Task goal:
Extract, unchanged, every line from the top of the material below through the line with "thread executes anyway.", and no more.

Dataset excerpts:
PR #360, opened 2017-06-10
mock up `breadth_first` and `spawn_tail`

nikomatsakis:
These introduce two new core APIs that were suggested by @bholley for use in Servo (Stylo, in particular). They are insta-stable because I would want to make a public release so that Servo can make use of them.

The APIs are:

- Introduce a new "breadth-first" scheduling mode that can be enabled per thread-pool. In breadth-first mode, both the current thread *and* stealer threads draw from the bottom of the deque. Depending on your workload, this may be desirable (in the case of stylo, it leads to better cache reuse). Users can opt into breadth-first mode by adjusting the configuration.
- Introduce a new `spawn_tail()` API that is intended to be used for the *last* task that will be spawned. It is intended as a slight optimization on calling `spawn` and then immediately returning from the scope, particularly in breadth-first mode. Specifically, it will invoke the closure directly if that closure would have been the next task that the local thread executes anyway.

These changes introduce an `if` into one of the main hot-paths of Rayon, so I was a bit nervous about performance. However, keep in mind that the `if` is 100% predictable in normal usage (i.e., if you don't mix breadth- and depth-first modes). Both @bholley and I did measurements that suggest basically zero impact on depth-first code. Also, using the newer modes leads to a 20% improvement in performance for Stylo. [The stylo measurements are documented here.](https://bugzilla.mozilla.org/show_bug.cgi?id=1365692#c20) My own measurements, gathered on my 8x2-core linux desktop, are visible here:

- [All measurements.](https://people-mozilla.org/~nmatsakis/rayon-bfs-points.svg)
- [Medians, normalized to 100.](https://people-mozilla.org/~nmatsakis/rayon-bfs-points-medians.svg)

In the median view, you can see *some* effect, but it is only a few percent, and I am not that confident in my measurement setup. =) Because of my inability to convince GNUplot to use colors etc in median mode (have to tinker with that more), it's a bit hard to tell which were affected; but if you hover the cursor over, you can see that `join_recursively`, `increment_all_max`, and `increment_all` are the ones that took more time, whereas `fibonacci` and `increment_all_min` took less time. All of these are micro-benchmarks.

I was considering putting these behind a cargo feature (perhaps one enabled by default), so that users could "opt-out" from having the `if`. This seems like a plausible path, but the measurements suggest to me that it's not necessary, and it seems better to avoid having "options" if we can (so as to reduce the need to measure an exponentially increasing number of combinations).

### DIFF
--- a/rayon-core/src/lib.rs
+++ b/rayon-core/src/lib.rs
@@ -336,13 +336,6 @@ pub fn initialize(config: Configuration) -> Result<(), Box<Error>> {
     Ok(())
 }
 
-/// This is a debugging API not really intended for end users. It will
-/// dump some performance statistics out using `println`.
-#[cfg(feature = "unstable")]
-pub fn dump_stats() {
-    dump_stats!();
-}
-
 impl fmt::Debug for Configuration {
     fn fmt(&self, f: &mut fmt::Formatter) -> fmt::Result {
         let Configuration { ref num_threads, ref get_thread_name,
--- a/rayon-core/src/lib.rs
+++ b/rayon-core/src/lib.rs
@@ -116,6 +116,11 @@ pub struct Configuration {
 
     /// Closure invoked on worker thread exit.
     exit_handler: Option<Box<ExitHandler>>,
+
+    /// If false, worker threads will execute spawned jobs in a
+    /// "depth-first" fashion. If true, they will do a "breadth-first"
+    /// fashion. Depth-first is the default.
+    breadth_first: bool,
 }
 
 /// The type for a panic handling closure. Note that this same closure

Answer for this exercise:
PR #360, opened 2017-06-10
mock up `breadth_first` and `spawn_tail`

nikomatsakis:
These introduce two new core APIs that were suggested by @bholley for use in Servo (Stylo, in particular). They are insta-stable because I would want to make a public release so that Servo can make use of them.

The APIs are:

- Introduce a new "breadth-first" scheduling mode that can be enabled per thread-pool. In breadth-first mode, both the current thread *and* stealer threads draw from the bottom of the deque. Depending on your workload, this may be desirable (in the case of stylo, it leads to better cache reuse). Users can opt into breadth-first mode by adjusting the configuration.
- Introduce a new `spawn_tail()` API that is intended to be used for the *last* task that will be spawned. It is intended as a slight optimization on calling `spawn` and then immediately returning from the scope, particularly in breadth-first mode. Specifically, it will invoke the closure directly if that closure would have been the next task that the local thread executes anyway.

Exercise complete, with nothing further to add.